A few years after that, CERN and others started seriously evaluating the causes of data corruption in their systems, with interesting results, but because their installations use ECC RAM, we have to interpret a little to apply their lessons to standard memory. Specifically, single-bit errors are correctable with ECC and do not show up directly – one has to query the memory controller via an out-of-band mechanism to discover them. Much like other such error-reporting systems – C2 on compact discs springs to mind – this is susceptible to corner-cutting in hardware/firmware implementations: in other words, it’s hard to be sure that all, or even a majority, of the single-bit errors are actually reported properly. Given that the incidence of double-bit (uncorrectable) errors was much higher than expected in CERN’s tests, this explanation for the unexpectedly low single-bit-error rates makes a lot of sense.
Even more worrying, they pointed out that data flows inside the operating system for a simple streaming transfer involve around 6 copying operations per data block. Modern protected-memory operating systems are part of the problem here, because getting data between kernel-mode device drivers and user-mode processes involves crossing privilege barriers, a problem that most such OSes inexplicably solve by copying the data rather than remapping the physical memory it already occupies. Apart from magnifying the opportunity for bit rot by passing the data through several read/write cycles, this needlessly hurts I/O performance, but I digress.
So what are we to do? ECC RAM, being an “enterprise” feature, has always been too expensive to use for home computers. For the same reason, motherboards that support it are few and expensive, and it’s not a panacea in any case.
For over ten years, I have not allowed myself to use a machine for anything serious until I know that all of its installed memory has passed a rigorous memory test (1-2 overnight runs) with memtest86 or, more recently, memtest86+.
This policy paid off in 2007 when I bought two pairs of differently-branded 1 GB DIMMs with which to build a new workstation. Both pairs failed because one module of each contained hardware faults. I sent the whole lot back for replacement, and the replacements were fine.
About 18 months ago I started discussing all this with a friend; he wasn’t very convinced that it was a real problem, mainly because he hadn’t fully realised that all data transfers in a machine, even between files on the same local disk, have to go through main memory, and that this necessarily involves lots of copying. Once I pointed this out, he understood my point that no computer with suspect memory can be trusted to handle data you care about.
We worked through the job of testing all his computers – several Macs and one Linux machine. Most of them were fine, but his MacBook Air fairly exploded with errors. The machine was nearly out of warranty, and the memory was built into the motherboard rather than slotted, so there was some concern that the expense of solving the problem would lead to Apple’s trying to weasel out of it, but Apple came through for him and replaced the motherboard. The replacement was fine.

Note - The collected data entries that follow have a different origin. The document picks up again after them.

Issue #159, opened 2017-08-19
webservices/Update.php attachments issue


reetp:
Ok, may be it is me, and maybe not :-)

I am trying to add an Image to a Product but I think there may be an issue with the array handling in Update.php

here's the code:

```
	if (!empty($element['attachments'])) {
		foreach ($element['attachments'] as $fieldname => $attachment) {
			$filepath = $root_directory.'storage/'.$attachment['name'];
			file_put_contents($filepath, base64_decode($attachment['content']));
			$_FILES[$fieldname] = array(
				'name' => $attachment['name'],
				'type' => $attachment['type'],
				'tmp_name' => $filepath,
				'error' => 0,
				'size' => $attachment['size']
			);
		}
```
I realised this should theoretically handle multiple attachments.

I have an array as follows (see he screenshot):

$element
  => attachments
   ==> content
   ==> name
   ==> size
   ==> type

First issue is the $filepath... $attachment['name] shows the correct filename but I actually end up with a path like this:

....corebos/storage/i

So the $filepath seems not quite right somehow.

file_put_contents then fails. 

Second I would have expected it to have been something like:

.....corebos/storage/2017/August/weekx/123456_image001.jpg ??(where 123456 is the id)

![attachments1](https://user-images.githubusercontent.com/3800384/29488133-cba50972-8504-11e7-89b7-571cab5d2bd7.png)

joebordes:
First, this code you are looking at is for normal image fields. In other words, you create various image fields on a module (uitype 69), each is an individual image field with its own name. You can then upload images to any of those fields with the array structure you are looking at.

The special multi-image field on products (uitype 69m) is **NOT** supported by webservice.

The 
```
$filepath = $root_directory.'storage/'.$attachment['name'];
```
is a cache, temporary upload, which, in fact, has been moved to the cache directory:

https://github.com/tsolucio/corebos/blob/master/include/Webservices/Update.php#L39

the "save" process will copy them from this temporary cache to the definite storage directory.

HTH

reetp:
Oh bother.........

Is it possible to create just the link with webservices (on the basis I could copy image files across manually) ?

I can retrive the image link info ok with webservices.

joebordes:
I understand that you want to upload a set of images to the mulit-image field in your products.

We added to coreBOS a mass upload feature a few years ago:

https://youtu.be/usWQDoCVw_w

I had a look at that and it uses a service end point we added specifically for that use:

[...]

PR #167, opened 2017-08-23
New WS Product Image uploader

reetp:
Here is some sample code for the Product uploader as per:

https://github.com/tsolucio/corebos/issues/159

I'm pretty sure that uploadProductImagesWS.php is OK.

But there are gaping holes in UploadProductImages.php due to my lack of knowledge. It does actually work.

I think the file location are correct. The registration file needs copying to wsChanges and InstallRESTCHanges.php needs running to add it in to the DB.

Once you have stopped giggling, let me know :-)

### DIFF
--- a/build/wsChanges/uploadProductImagesWS.php
+++ b/build/wsChanges/uploadProductImagesWS.php
@@ -1,0 +1,26 @@
+<?php
+/*********************************************************************************
+ * Copyright 2016 JPL TSolucio, S.L.  --  This file is a part of coreBOS.
+ * You can copy, adapt and distribute the work under the "Attribution-NonCommercial-ShareAlike"
+ * Vizsage Public License (the "License"). You may not use this file except in compliance with the
+ * License. Roughly speaking, non-commercial users may share and modify this code, but must give credit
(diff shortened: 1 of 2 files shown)


joebordes:
Hi John

I reviewed and restructured the functionality. You were very close, good work :-)
These are the main changes I made:

- [commit guideline](http://corebos.org/documentation/doku.php?id=en:devel:commitguidelines). I would have put:
```
feat(Webservice) add support for mass upload of images into product multi-image field
```
- security first. the lines from 21 to 50, which you had at the end, make sure that we are working with the products module, with a valid product ID and that the user connecting has permission to read and write on that module
- lines 51 to 62 check if the current products record already has the maximum number of images
- lines 69 to 89 upload the images. important here is:
 - the basename in line 73 to make sure  we avoid path traversal issues
 - I changed the input array to be consistent with the other upload image webservice endpoints
 - the condition in line 86 that stops uploading images if we reach the maximum
- lines 90 to 97 return the result

[This is the commit](https://github.com/tsolucio/corebos/commit/76687b8f6e5f978dc12bd649da583817796b948c)


Thank you very much :-)
Have a nice weekend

Mention RAM errors to the average techie and you’ll hear the old chestnut about cosmic rays permanently damaging memory cells. In my experience, this is a load of hogwash, as is the general idea of age-related RAM degradation; the biggest problem with RAM is simply bad quality control.
If RAM does deteriorate with time, I’ve never seen it happen; I re-run my memory tests every year or three, and I’ve never once seen a good module go bad. One possible explanation is that the kind of RAM that does this is actually inferior to begin with – owing to bad fabrication tolerances – and would fail a proper test even in a new state, whereas RAM that survives such testing tends to stay good.
In any case, since I began my policy of putting new/untested modules through their paces, I’ve never had a repeat of the corrupted-archive incident.